**Goal of the exercise:** Write the data below out again in full, exactly as shown.

**Material provided:**
PR #719, opened 2016-11-03
Java: GAX settings refactoring

garrettjonesgoogle:
GAX refactoring: https://github.com/googleapis/gax-java/pull/132

### DIFF
--- a/src/main/resources/com/google/api/codegen/java/settings.snip
+++ b/src/main/resources/com/google/api/codegen/java/settings.snip
@@ -77,6 +77,14 @@
 @private members(xsettingsClass)
   {@methodMembers(xsettingsClass)}
   {@methodGetters(xsettingsClass)}
+
+  /**
+   * Returns a builder for the default ExecutorProvider for this service.
+   */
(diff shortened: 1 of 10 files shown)


src/main/resources/com/google/api/codegen/java/settings.snip
```diff
@@ -102,6 +110,30 @@
...
+
+  /**
+   * Returns a builder for the default credentials for this service.
+   */
+  public static GoogleCredentialsProvider.Builder defaultCredentialsProviderBuilder() {
+    return GoogleCredentialsProvider.newBuilder()
+        @if xsettingsClass.hasDefaultServiceScopes
+            .setScopesToApply(DEFAULT_SERVICE_SCOPES)
+        @end
+        ;
```
michaelbausor: Nit: I *think* this formatting problem could be fixed by putting the if statement into its own function - not sure if it is worth it...

garrettjonesgoogle: I'm inclined to not fight with snippet formatting since GoogleJavaFormat fixes it anyway.

PR #720, opened 2016-11-03
Fix remaining C# codegen bugs

### LINKED ISSUE #697: C# generation errors
- The using directive for Google.Api.Gax is often missing
- v1beta1 is being capitalized as V1Beta1, contrary to the proto capitalization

**Solution for this problem:**
PR #719, opened 2016-11-03
Java: GAX settings refactoring

garrettjonesgoogle:
GAX refactoring: https://github.com/googleapis/gax-java/pull/132

### DIFF
--- a/src/main/resources/com/google/api/codegen/java/settings.snip
+++ b/src/main/resources/com/google/api/codegen/java/settings.snip
@@ -77,6 +77,14 @@
 @private members(xsettingsClass)
   {@methodMembers(xsettingsClass)}
   {@methodGetters(xsettingsClass)}
+
+  /**
+   * Returns a builder for the default ExecutorProvider for this service.
+   */
(diff shortened: 1 of 10 files shown)


src/main/resources/com/google/api/codegen/java/settings.snip
```diff
@@ -102,6 +110,30 @@
...
+
+  /**
+   * Returns a builder for the default credentials for this service.
+   */
+  public static GoogleCredentialsProvider.Builder defaultCredentialsProviderBuilder() {
+    return GoogleCredentialsProvider.newBuilder()
+        @if xsettingsClass.hasDefaultServiceScopes
+            .setScopesToApply(DEFAULT_SERVICE_SCOPES)
+        @end
+        ;
```
michaelbausor: Nit: I *think* this formatting problem could be fixed by putting the if statement into its own function - not sure if it is worth it...

garrettjonesgoogle: I'm inclined to not fight with snippet formatting since GoogleJavaFormat fixes it anyway.

PR #720, opened 2016-11-03
Fix remaining C# codegen bugs

### LINKED ISSUE #697: C# generation errors
- The using directive for Google.Api.Gax is often missing
- v1beta1 is being capitalized as V1Beta1, contrary to the proto capitalization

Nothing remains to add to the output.